- [Data extracts]:

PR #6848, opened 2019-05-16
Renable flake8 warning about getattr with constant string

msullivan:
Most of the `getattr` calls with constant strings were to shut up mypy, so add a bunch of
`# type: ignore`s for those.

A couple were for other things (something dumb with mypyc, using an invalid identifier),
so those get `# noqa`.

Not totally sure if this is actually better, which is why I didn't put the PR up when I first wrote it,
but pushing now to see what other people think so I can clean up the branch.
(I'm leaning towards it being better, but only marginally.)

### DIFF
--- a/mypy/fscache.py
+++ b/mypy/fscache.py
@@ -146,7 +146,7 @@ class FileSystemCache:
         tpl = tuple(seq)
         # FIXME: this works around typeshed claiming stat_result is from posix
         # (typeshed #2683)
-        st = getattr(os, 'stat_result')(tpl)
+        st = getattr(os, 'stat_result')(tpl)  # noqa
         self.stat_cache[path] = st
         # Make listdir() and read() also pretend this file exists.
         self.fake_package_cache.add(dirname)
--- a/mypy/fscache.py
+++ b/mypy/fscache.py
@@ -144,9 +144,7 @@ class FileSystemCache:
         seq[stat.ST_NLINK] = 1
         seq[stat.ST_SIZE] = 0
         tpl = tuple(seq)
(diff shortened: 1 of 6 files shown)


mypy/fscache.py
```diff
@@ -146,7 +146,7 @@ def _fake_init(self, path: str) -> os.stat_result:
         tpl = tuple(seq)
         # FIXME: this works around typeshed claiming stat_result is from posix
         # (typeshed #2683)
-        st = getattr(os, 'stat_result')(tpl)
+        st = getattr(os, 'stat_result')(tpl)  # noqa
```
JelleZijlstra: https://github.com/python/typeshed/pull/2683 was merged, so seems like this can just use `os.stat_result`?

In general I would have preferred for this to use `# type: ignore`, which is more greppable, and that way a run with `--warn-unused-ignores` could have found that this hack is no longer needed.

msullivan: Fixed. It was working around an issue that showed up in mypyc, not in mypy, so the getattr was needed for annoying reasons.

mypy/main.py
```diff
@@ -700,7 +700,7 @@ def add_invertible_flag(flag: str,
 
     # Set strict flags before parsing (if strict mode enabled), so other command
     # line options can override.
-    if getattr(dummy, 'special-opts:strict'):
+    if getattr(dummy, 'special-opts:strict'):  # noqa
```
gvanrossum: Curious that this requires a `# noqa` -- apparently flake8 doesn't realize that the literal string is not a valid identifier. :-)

- [Task prompt]:
From the records above, return each line where "noqa" occurs.

- [Answer to this exercise]:
so those get `# noqa`.
+        st = getattr(os, 'stat_result')(tpl)  # noqa
+        st = getattr(os, 'stat_result')(tpl)  # noqa
+    if getattr(dummy, 'special-opts:strict'):  # noqa
gvanrossum: Curious that this requires a `# noqa` -- apparently flake8 doesn't realize that the literal string is not a valid identifier. :-)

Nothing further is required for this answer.